I'm looking for a bike to replace my never-used road bike, and be more multi-purpose than my current urban MTB which works well for urban but not so great for MTB. I've got a 160mm full suspension 650b MTB, so I don't really need overlap for "real" rides, but it'd be sweet to have a lightweight, simple, rigid with big cushion of 29x2.0 slicks, yet still have space for fenders, racks, etc. One part commuter bike, one part XC mtb.

The Sizemore Mega Cruiser is nearly perfect in my eyes, with the exception of being way out of my budget. This bike probably rides as good on the street as it does on the trail.

The Kona Big Rove is nearly perfect in budget and design, but ohhh how I wish it had sliders for a Nexus conversion.

The Raliegh Furley has the hub, the discs, the comfy steel, but I'm a big guy who needs more than road tires can provide.

Are there other options out there? Custom chinese titanium, maybe?


----------



## JUNGLEKID5 (May 1, 2006)

yes I would like to know more on this as well


----------



## newfangled (Sep 13, 2010)

Buy an ss 29er (Karate Monkey, Unit, Monocog) and then get a new IGH wheel and slicks? It might be the simplest way, and give you the most options.

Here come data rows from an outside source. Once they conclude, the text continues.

PR #567, opened 2026-07-24
fix(text): stop word spacing ballooning substituted table digits

ben-milanko:
## Summary

Reported: a page of ARTC ESC-21-03 (the "Busbar Voltage Leak to Earth Measurements" tables, §3.5.1/§3.6.1) rendered its numeric table cells as **enormous, distorted digits** — the leakage-volts columns ballooned to several times their size and overlapped, while the resistance column and body text were fine.

Every font on that page is a **non-embedded** standard TrueType (Arial/Verdana/Tahoma, no `FontFile`), so the renderer substitutes a system/bundled font. `CanvasPdfDevice` lays the run out as one string and stretches it horizontally so its total advance matches `PdfTextRun.width`. That width folds in **word spacing (Tw)**, and these cells use a large Tw (~8 em) on a trailing/leading space to reach the next column:

```
/TT2 1 Tf  0.0034 Tc 8.0586 Tw  7.98 0 0 7.98 110.1 664.5203 Tm
[(-)6( 0.)6(05 )2459(0.)6(1 )-7496(140000 )]TJ
```

So a segment like `"05 "` reported `width ≈ 9.7 em` while its visible glyphs are ~1.1 em, and the digits were stretched ~8× to fill it. (The flutter_test **Ahem** font hides this by drawing every substituted glyph as a solid box — the bug only shows with real fonts registered.)

The fix reproduces `Tc`/`Tw` as real spacing in the substitute layout, and hands painting devices the visible-glyph geometry separately so edge whitespace opens a genuine gap instead of stretching glyphs:

- `PdfTextRun` gains `letterSpacing`/`wordSpacing` (Tc/Tw in em; Tw is 0 for composite/CID fonts), `visibleWidth` (advance to the last non-whitespace glyph) and `leadingSpace` (advance to the first). All default to the previous behaviour.
- The interpreter accumulates the two advances in its glyph loop; the per-glyph visibility test is a non-allocating `_isBlankText` (matches Dart's `String.trim()` set) since it runs on the hot text path.
- `CanvasPdfDevice` applies the spacing via `TextStyle.letterSpacing`/`wordSpacing`, and for edge-whitespace runs paints a trimmed copy translated right by `leadingSpace`, stretched only to the visible-core width — matching Flutter's leading/trailing-trimmed `TextPainter.width`.
- `width`/`transform`/`text` stay whitespace-inclusive, so **text extraction**'s inter-run gap geometry is unchanged.
- The render-command codec round-trips the new fields (format `v3`) for the worker/transcript paint path.

Justified paragraphs on the same pages now spread correctly as a bonus. After the fix the page matches the expected reference exactly (dash in the 120V column, `0.05`/`0.5`/… in 50V, aligned percentage and resistance columns).

## Affected packages

- [x] `pdf_graphics`
- [x] `dart_pdf_editor`
- [x] Documentation / CI / repository metadata only (dev-log)

## Change type

- [x] Bug fix
- [x] Rendering change

## Validation

- [x] `fvm flutter pub get`
- [x] `fvm dart analyze` (clean, whole repo)
- [x] `cd packages/pdf_graphics && fvm dart test` (906 pass, incl. new interpreter + codec cases)
- [x] `cd packages/pdf_document && fvm dart test` (800 pass)
- [x] `cd packages/dart_pdf_editor && fvm flutter test` (render/text suites: text_cache, per_glyph_text, render_trace_gate, render_worker*, render_record_replay, editing_text_style/font_render, hover_text_warm, smoke — all pass)
- [x] Ghent corpus test (20 pre-existing colour/overprint deviations, identical count on `main` — not caused by this change) and pdfjs pixel-compare (164 pass)
- [x] `tool/perf.sh gate` — 13 counters within 3%
- [x] Real PDF render smoke test (ARTC ESC-21-03, before/after)

The reproducing PDF is a public ARTC engineering standard (not bundled). Regression coverage is a programmatic geometry contract test in `interpreter_test.dart` (trailing-space, leading-space and plain-run cases with exact Helvetica-AFM advances) plus a codec round-trip case. Before/after: the leakage-volts digits go from ~8× oversized/overlapping to correctly sized and column-aligned.

## Compatibility checklist

## Notes for reviewers

- Runs with an ordinary (Tw-free) trailing space are now also trimmed for the stretch factor, so such text is a few percent tighter (i.e. more correct — a trailing space no longer widens the visible word); positioning of following runs is unchanged because it reads the full advance. pdfjs pixel-compare stays green.
- Codec `_formatVersion` bumped 2→3 (producer/consumer ship together; invalidates any older cached transcript, which is the intended effect).

---
_Generated by [Claude Code](https://claude.ai/code/session_01TBrTtkwNoUQVtLwrYg8cmo)_


ben-milanko:
CI on `3b75249` failed on **one** test — `dart_pdf_editor/test/strip_parity_test.dart` ("strip device parity vs canvas device"). This is not caused by this change, and I'm not fixing it here — details below.

**What it checks:** it renders each Ghent page two ways (strip-binned vs direct-canvas) and asserts ≥90% of pages match within a structural-diff gate. It's a pixel-parity gate, sensitive to antialiasing at strip seams; the pages that trip it are all colour/overprint/transparency fixtures (`GWG030_Gray_K_black_OP`, `GWG040_White_OP`, DeviceN/Transp/OptionalContent) — not text.

**Why it's not this PR:** this change only touches substituted-font text with word/char spacing, and it moves the strip and canvas paths *identically*, so it's parity-neutral by construction. Confirmed empirically — same commit of the test, run locally:

- this branch: `57 pages | relaxed-edge gate pass 54 (94.7%)` → **pass**
- clean `origin/main` (worktree, without this change): `57 pages | relaxed-edge gate pass 54 (94.7%)` → **pass**

Identical numbers with and without the change, both comfortably over the 90% gate. The CI failure is CI's renderer tipping ~2–3 of those colour pages just under the marginal gate — environment-sensitive flake, reproduces on the base branch, predates this PR.

I've deliberately not touched `strip_parity_test`'s tolerance: loosening an unrelated colour-parity gate from inside a text-rendering PR would be scope creep and would mask a real signal for someone else. A re-run should clear it. The latest commit (`fcf4d23`, the CI-regenerated web-worker bundle) has a fresh CI run queued in `action_required` (awaiting approval) — approving/re-running that is the path to green.

---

I did find this old blogpost which lists 29er frames with sliders/trackends, but don't know if any come stock with IGH.


----------



## PHeller (Dec 28, 2012)

Perhaps something like the Surly ECR with the biggest 29er slicks we could find? Unfortunately, while its got great versatility, its also more of a MTB than road bike, with slacker angles, 80mm suspension corrected fork, etc. Not sure how it would ride with slicks.


----------



## PHeller (Dec 28, 2012)

The problem with the SS 29ers is that they are designed around 80mm suspension forks, rather than no suspension at all. I think this gives them slightly different angles than they'd have if they were designed for rigid all the time.


----------



## formula4speed (Mar 25, 2013)

I suck at reading geometry and knowing what a bike is good for, that said what about the Kona Humuhumu?

KONA BIKES | 2015 BIKES | FREERANGE | HUMUHUMU


----------



## PHeller (Dec 28, 2012)

Love this one as well. Fast Boy Thunderufcker.


----------



## jrm (Jan 12, 2004)

How about a Spot wazee..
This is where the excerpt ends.